### REQUIREMENT
Your output must match the records below character for character.

Stored data
---+---
PR #1945, opened 2020-05-07
Changes for Embarcadero C++ clang-based compilers, targeting Boost 1.74. When including cstdio the FILE type is in the std:: namespace.

eldiener:


eldiener:
I submitted a PR to zlib for adding Embarcadero C++ clang-based support ( https://github.com/madler/zlib/pull/490 ). The open PRs for zlib are currently at 142 going back to 2013. This is why I think that sometimes Boost needs to fix things for themselves rather than wait for some 3rd party library to do so.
---+---
### SOLUTION FOR THIS TASK
PR #1945, opened 2020-05-07
Changes for Embarcadero C++ clang-based compilers, targeting Boost 1.74. When including cstdio the FILE type is in the std:: namespace.

eldiener:


eldiener:
I submitted a PR to zlib for adding Embarcadero C++ clang-based support ( https://github.com/madler/zlib/pull/490 ). The open PRs for zlib are currently at 142 going back to 2013. This is why I think that sometimes Boost needs to fix things for themselves rather than wait for some 3rd party library to do so.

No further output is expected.